Let's compare this to a shotgun Microservices Architecture implementation. In the shotgun approach, the
CompletePurchase "command" may be a call to a Microservice that validates the cart, which then calls another service to check the billing, while also calling another service to reduce the stock levels, and another to create a carrier label for shipping, another service to update the users order history, and another service to email the invoice. All of these calls may be commands to other services, and all of them may fail in dependent ways which are then (hopefully) fed back to the user.
Coming back to the crux of this article, I am confident that a team of 35 developers working across 7 Domain Services will in the majority of cases, outperform a team of 35 developers working across 60 Microservices. Of course, no quantitative measure exists, but the stories of development teams reducing and reorganising their Microservices provides qualitative evidence to support my hypothesis, in addition to my personal experience, and deductive reasoning outlined in this article.

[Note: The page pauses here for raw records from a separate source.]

PR #1557, opened 2024-04-03
Register/Unregister: ensure sink status before registering and unregistering

HaseenaSainul:


Source/WPEFramework/Controller.cpp
```diff
@@ -822,13 +822,18 @@ namespace Plugin {
...
-        ASSERT(std::find(_lifeTimeObservers.begin(), _lifeTimeObservers.end(), notification) == _lifeTimeObservers.end());
+        LifeTimeNotifiers::iterator index(std::find(_lifeTimeObservers.begin(), _lifeTimeObservers.end(), notification));
+        ASSERT(index == _lifeTimeObservers.end());
 
-        _lifeTimeObservers.push_back(notification);
-        notification->AddRef();
+        if (index == _lifeTimeObservers.end()) {
+            _lifeTimeObservers.push_back(notification);
+            notification->AddRef();
+        }
```
pwielders, line 838: In the return value, reflect that the notification sink was not really added. In debug it will ASSERT, in Release it will at least report it..

Source/WPEFramework/Controller.cpp
```diff
@@ -837,6 +842,8 @@ namespace Plugin {
 
     Core::hresult Controller::Unregister(Exchange::Controller::ILifeTime::INotification* notification)
     {
+        ASSERT(notification != nullptr);
+
```
pwielders, line 848: Also here lets report that the Sink was not unregistered as it did not exists.

Source/plugins/Types.h
```diff
@@ -59,44 +59,50 @@ namespace PluginHost {
...
-                _adminLock.Lock();
-                if (_state == state::LOADED) {
-
-                    INTERFACE* entry = _designated->QueryInterface<INTERFACE>();
-                    _designated->Release();
-                    _designated = entry;
-                    _state = state::RUNNING;
-                    if (entry != nullptr) {
-                        _parent.Activated(entry);
+                ASSERT(controller != nullptr);
```
pwielders, line 62: Here I think the addition of the ASSERT should be sufficient. Even in Release, let the application segfault. We are now leaving (igf this is called with a controller that is a nullptr, the object in a undefined state that might lead to unexpected crashes later on. I prefer the crash to happen now. So agree on the addition of the ASSERT but lets not try to work around it. Let the application crash. It is up to the callee to make sure the controller parameter is *not* null.

Source/plugins/Types.h
```diff
@@ -59,44 +59,50 @@ namespace PluginHost {
...
-                } else {
-                    _state = state::RUNNING;
+                    _adminLock.Unlock();
                 }
-                _adminLock.Unlock();
             }
             void Unregister(IShell* controller)
             {
-                _adminLock.Lock();
+                ASSERT(controller != nullptr);
```
pwielders, line 87: Same as above. it is a programming error if we pass in a nullptr for controller. Only ASSERT. In Release it will crash anyway, whihc is good as a programming mistake is made...

pwielders (changes requested):
I hope this is resolving a ticket to be implemented to make Thuner more robust. If this is to resolve an issue found anyhere in the software stack, we need to resolve that part. If running the software in Debug would still "stop" the system due to the ASSERTS, the issue must be resolved anyway.
On the Types.h, lets not try to work-a-round passing in nullptrs. Do love the ASSERT but in Release still would like the system to crash...The user (callee of the methods) should be aware and code for passing in non-nullptr values.

Source/WPEFramework/Controller.cpp
HaseenaSainul: done

Source/WPEFramework/Controller.cpp
HaseenaSainul: done

Source/plugins/Types.h
HaseenaSainul: done

Source/plugins/Types.h
HaseenaSainul: done

pwielders (approved):

PR #1559, opened 2024-04-04
[core/cyclicbuffer] : masked return value

msieben:


Source/core/CyclicBuffer.cpp
```diff
@@ -566,8 +568,8 @@ namespace Core {
         _administration->_reserved = actualLength;
         _administration->_reservedWritten = 0;
 
-        return actualLength;
-    }
+        return Core::ERROR_NONE;
+   }
```
VeithMetro, line 572: I'm pretty sure you have to return the `actualLength` and not just `Core::ERROR_NONE`, because it would break compatibility in some places, e.g. here: https://github.com/rdkcentral/Thunder/blob/52bce0c0a3147d0179d10e1460bfb4205b3a1b95/Source/messaging/MessageDispatcher.h#L184

VeithMetro (changes requested):

Source/core/CyclicBuffer.cpp
msieben: What would then be appropriate? Error values are non-negative if I am not mistaken:

https://github.com/rdkcentral/Thunder/blob/32bb12ba9794124f508074aed6bf17b9d4adaefb/Source/core/CyclicBuffer.cpp#L556
https://github.com/rdkcentral/Thunder/blob/32bb12ba9794124f508074aed6bf17b9d4adaefb/Source/core/CyclicBuffer.cpp#L549
https://github.com/rdkcentral/Thunder/blob/52bce0c0a3147d0179d10e1460bfb4205b3a1b95/Source/core/Portability.h#L861
https://github.com/rdkcentral/Thunder/blob/52bce0c0a3147d0179d10e1460bfb4205b3a1b95/Source/core/Portability.h#L872

VeithMetro: I'm not a big fan of two things here:

- We have two returns instead of just one
- If we have to return `actualLength`, and we do need to return it if we don't want to break combability or make other changes, then returning any error code in case something goes wrong could be misinterpreted by the one who uses this method

@sebaszm I assume we should just put 0 into `actualLength` if it is not possible to reserve the buffer for whatever reason, and do the rest of the code only if it is possible, so something like this?
```
uint32_t actualLength;

if (!noOtherReservation) {
            // Request not honored
            actualLength = 0;
}
else {
        uint32_t actualLength = length;
        if (length >= _administration->_size) {
            // Maximum write size is _administration->_size-1, to differentiate from empty situation.
            actualLength = _administration->_size - 1;
        }

        AssureFreeSpace(actualLength);
        ASSERT(actualLength <= Free());

        _administration->_reserved = actualLength;
        _administration->_reservedWritten = 0;
}

return actualLength;
```

VeithMetro (changes requested):

msieben:
Closing PR. More information at https://jira.rdkcentral.com/jira/browse/METROL-1000.

PR #1560, opened 2024-04-04
[core/cyclicbuffer] : Cherry pick from 'db117dcbe2ef7d01e80b8aacaff2a……db64c7da8ed'

msieben:
Assert on overflow in 'GetCompleteTail'.

An (unlikely) overflow  can occur if 'size' is set to its maximum value. Then, all bits in the 'mask' become set.


Source/core/CyclicBuffer.h
```diff
@@ -94,6 +96,8 @@ namespace Core {
 
             uint32_t GetCompleteTail(uint32_t offset) const
             {
+                ASSERT(_Parent._administration->_tailIndexMask < std::numeric_limits<uint32_t>::max());
```
VeithMetro: Maybe let's use static cast in order to get a maximum, since then we do not need to include `limits`.
So something like this instead:
```
static_cast<uint32_t>(~0)
```

VeithMetro (changes requested):
Agreed that this ASSERT could be here just to be sure we won't be diving by zero soon after.

Source/core/CyclicBuffer.h
msieben: Agreed.

VeithMetro (approved):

Ultimately the goal of any architecture is to facilitate ease of change into the future, without sacrificing our target non-functional requirements. This architectural objective is predicated on our ability to predict the nature of changes into the future. Of course, all predictions are imperfect, and increasingly so the further our outlook. However I believe Domain Services better aligns our architecture with our team structure and business structure by utilising tools such as Domain Driven Design to identify numerous independent (or at least loosely coupled) axes of change in our systems.
Summary of Heuristics and Rules
We covered a lot of ideas in this article, so we will quickly recap the key thoughts. I have split these into heuristics and laws.
The heuristics are rules of thumb that are usually true in any software system with "services", whether that is Microservices or Domain Services. I find these are useful ideas to keep in mind when consider the trade offs of introducing new services.
The laws are rules that define best practices for a Domain Services approach, and thus uses the language of RFC 2119
Heuristic of Multi-Service Systems
- As new services are added, complexity increases non-linearly
- As new services are added, rate of change increases by at most +1
- The total rate of change increases as the deployment to change ratio approaches 1:1
- The rate of change is reduced by the number of dependent/affected systems/teams for each change
- The utility of a service is its amount of behavioural code compared to API code
- Increasing the number of services reduces the amount of behavioural code in each service
- Increasing the number of services increases the amount of API code in each service
The Laws of Domain Services
- A domain must only be implemented in one Domain Service, but a Domain Service may implement more than one domain
- A domain must be owned by only one team, but one team may own more than one domain
- Domain Services must only communicate asynchronously
- Domain Services must communicate via events
- Domain Services should not dispatch commands to other services
- Events must be an atomic transactional boundary
- Events must never be rejected (but they can be ignored)
- Commands must be a rejectable request to change the persisted state
- Events must be a semantic encapsulation of the delta of altered state, and an immutable historical fact
- An accepted command must produce an event
- A Domain Service may issue a command to itself when it ingests an event from another Domain Service
- Domain Services must not share persistence layers
- A Domain Service should only receive data it requires from other Domain Services via events
- A Domain Service should not request additional data from another Domain Service in order to handle a command
* Fans of Domain Driven Design, especially those whom follow the Object Orientated implementation, might recognise the term as an implementation level pattern in code. Given the term isn't referenced in DDD: Distilled, seems to cause confusion, and isn't well distinguished from other DDD patterns, I feel that we can make better use of this term at the architecture level. Therefore I have stolen and repurposed it, sorry not sorry.